Она молниеносно застыла, будто застигнутая ударом, но не спешила поворачиваться, вместо этого едко спросив:
— Что, я уже не дорогая и не солнышко?
— Будь добра повернуться лицом, дорогая, — вернул он ей её ядовитый тон, — я не собираюсь разговаривать с твоей спиной.
— А нам есть о чём? — вздёрнув подбородок, Китнисс сложила руки на груди и наконец развернулась. — Я слышала, как ты велел готовить операцию. У тебя, оказывается, просто маниакальная страсть контролировать мою жизнь и принимать решения за меня, — словами она била наотмашь, чертовски хотела причинить боль, чтобы хотя бы толика её страданий передалась и ему.
— Не говори того, чего не знаешь, — Хеймитч скопировал её позу и на пару шагов приблизился к ней, — я бы никогда не допустил твоей смерти и попытался сохранить твою жизнь любой ценой.
— Ценой жизни Пита? — прямой, острый вопрос она задала прежде, чем успела подумать. — Или ценой моей способности чувствовать?

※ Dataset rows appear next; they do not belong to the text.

PR #504, opened 2014-09-09
add a status filter to get clusters call.

albertshau:


server/src/main/java/com/continuuity/loom/http/handler/ClusterHandler.java
```diff
@@ -95,7 +98,10 @@ private ClusterHandler(TenantStore tenantStore,
   }
 
   /**
-   * Get all clusters visible to the user.
+   * Get all clusters visible to the user. Clients can include a status filter as an http param. The key is 'status'
+   * and the value is a comma separated list of statuses. Clusters returned must be in one of the statuses given. If
+   * not status param is given, clusters with any status will be returned. Valid values to include in a status filter
```
wolf31o2: s/not/no/

server/src/main/java/com/continuuity/loom/http/handler/ClusterHandler.java
```diff
@@ -794,4 +803,21 @@ private JsonObject formatJobPlan(ClusterJob job) throws IOException {
...
+    Set<Cluster.Status> filter = Sets.newHashSet();
+    Map<String, List<String>> queryParams = new QueryStringDecoder(request.getUri()).getParameters();
+    if (queryParams.containsKey("status")) {
+      String statusStr = queryParams.get("status").get(0);
+      String[] statuses = statusStr.split(",");
+      for (String status: statuses) {
+        try {
+          filter.add(Cluster.Status.valueOf(status.toUpperCase()));
+        } catch (IllegalArgumentException e) {
+          LOG.info("Unknown cluster status " + status + " requested.");
```
wolf31o2: warn?

awholegunch: If you use the parameterized version of LOG, you get an optimization when the log level is changed:
LOG.info("Unknown cluster status {} requested.", status);
Plus, the code is often cleaner. This is the standard for CDAP.

albertshau: yup, should be parameterized, forgot it here.  I don't think it should be warn, because its not something concerning for the server itself but an indication of some bad user input.

server/src/main/java/com/continuuity/loom/http/handler/ClusterHandler.java
albertshau: done

server/src/main/java/com/continuuity/loom/store/cluster/ClusterStoreView.java
```diff
@@ -23,14 +23,23 @@
...
-   * @throws IOException if there was a problem getting the clusters.
+   * @throws IOException if there was a problem getting the cluster summaries.
    */
   List<ClusterSummary> getAllClusterSummaries() throws IOException;
 
   /**
+   * Get an immutable list of summaries of all clusters in the store that are in one of the given cluster states.
+   *
+   * @param states returned clusters must be in one of these states.
+   * @return Immutable list of summaries of all clusters in the store that are in one of the given cluster states.
```
wolf31o2, line 37: We don't separate them by state in any way, correct? Should we?

albertshau, line 37: correct.  If we have a use case for it we can add it, but for now I don't think it's necessary.

server/src/main/java/com/continuuity/loom/http/handler/ClusterHandler.java
wolf31o2: Alright... :-)

server/src/main/java/com/continuuity/loom/http/handler/ClusterHandler.java
```diff
@@ -95,7 +98,10 @@ private ClusterHandler(TenantStore tenantStore,
   }
 
   /**
-   * Get all clusters visible to the user.
+   * Get all clusters visible to the user. Clients can include a status filter as an http param. The key is 'status'
+   * and the value is a comma separated list of statuses. Clusters returned must be in one of the statuses given. If
+   * no status param is given, clusters with any status will be returned. Valid values to include in a status filter
```
poornachandra: clusters with any status will be returned -> all clusters will be returned

server/src/main/java/com/continuuity/loom/http/handler/ClusterHandler.java
```diff
@@ -794,4 +803,21 @@ private JsonObject formatJobPlan(ClusterJob job) throws IOException {
 
     return jobJson;
   }
+
+  private Set<Cluster.Status> getStatusFilter(HttpRequest request) {
+    Set<Cluster.Status> filter = Sets.newHashSet();
+    Map<String, List<String>> queryParams = new QueryStringDecoder(request.getUri()).getParameters();
+    if (queryParams.containsKey("status")) {
+      String statusStr = queryParams.get("status").get(0);
```
poornachandra, line 812: get(0) can throw exception if status is present but empty. Not sure if it can happen though.

poornachandra:

server/src/main/java/com/continuuity/loom/http/handler/ClusterHandler.java
albertshau, line 812: true, better to check.

PR #507, opened 2014-09-09
quick fix for register require

dereklwood:
fix for bug introduced in #498. i didn't catch it because the correct file gets required transitively also


wolf31o2:
LGTM

PR #508, opened 2014-09-09
Feature/standalone build

dereklwood:
updating standalone build after init scripts moved into their respective component directories
- [x] updated loom.sh to refer to [component]/bin/*.sh
- [x] added missing server/bin to standalone.xml and removed top-level bin pattern which no longer matched anything

final result:

```
./bin/loom.sh
./provisioner/bin/data-uploader.rb
./provisioner/bin/provisioner.sh
./server/bin/dummy-provisioner.sh
./server/bin/server.sh
./ui/bin/ui.sh
```

### DIFF
--- a/standalone/assembly/standalone.xml
+++ b/standalone/assembly/standalone.xml
@@ -37,6 +37,10 @@
             </includes>
         </fileSet>
         <fileSet>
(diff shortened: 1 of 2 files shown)


wolf31o2:
:+1: LGTM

— Китнисс… — начал было Хеймитч, но она не предоставила ему шанса высказаться.
— Хотя, ладно, это всё уже не важно — через сутки меня прооперируют, и я забуду обо всём, как о худшем кошмаре, — быстрым движением Китнисс вскинула руки, словно ограждая себя от него. — Что ты вообще здесь делаешь?! — она начинала выходить из себя, что откровенно не нравилось ей, но и остановиться Китнисс уже не могла. — Разве я не заслужила права хотя бы сейчас не видеть тебя?
— Пытался поговорить с собой, — саркастично произнёс Хеймитч, будто намеревался утопить Китнисс в токсине, который источал его голос.
— Неужели? — она наверняка выглядела сбитой с толку, но не позволила своему вопросу потерять хоть грамм вымораживающей отчуждённости.
— Знаешь, дорогая, всем было бы намного легче, если бы ты действительно меня ненавидела, — Китнисс упустила из виду момент, когда между ними осталось не больше восьми дюймов, — и я даже допускаю, что твой мозг искренне считает, что так оно и есть. Но, — Хеймитч отчасти театральным жестом поднял указательный палец вверх, — тупая болезнь решила иначе, и нам надо как-то с этим мириться.
Находиться так близко к нему было по меньшей мере неудобно, и Китнисс как можно более незаметно отступила на полшага назад… и ещё раз, и ещё — пока не упёрлась спиной в стену. Косвенно она отметила, что вернулась её аритмия, затрудняя дыхательный процесс, но впервые ей показалось, что в том нет вины ханахаки.
Её язык будто прилип к нёбу, а моральные силы на ответы и комментарии словно испарились, так что Китнисс могла только молча внимать ему.
— Для сохранения твоей жизни и здоровья я на самом деле готов сделать всё что угодно, — продолжал Хеймитч, — готов произнести слова любви на любом из существующих языков, на постоянной основе быть рядом с тобой. Проблема в том, что это будет неискренне. Я определённо не равнодушен к тебе и к твоей судьбе, но не так, как нужно для твоего выздоровления.
У неё точно помутился разум — ничем иным Китнисс не могла объяснить тот факт, что она не воспрепятствовала рвущимся из неё словам:
— Тогда помоги мне: останься со мной. В твоём присутствии меня перестаёт душить кашель, и боль отступает.
Ответом послужила тишина, подстегнувшая Китнисс вновь начать говорить. Но в данный момент она опасалась пересекаться взглядом с Хеймитчем — слишком памятным было его умение считывать её, — поэтому глаза Китнисс были устремлены в пол.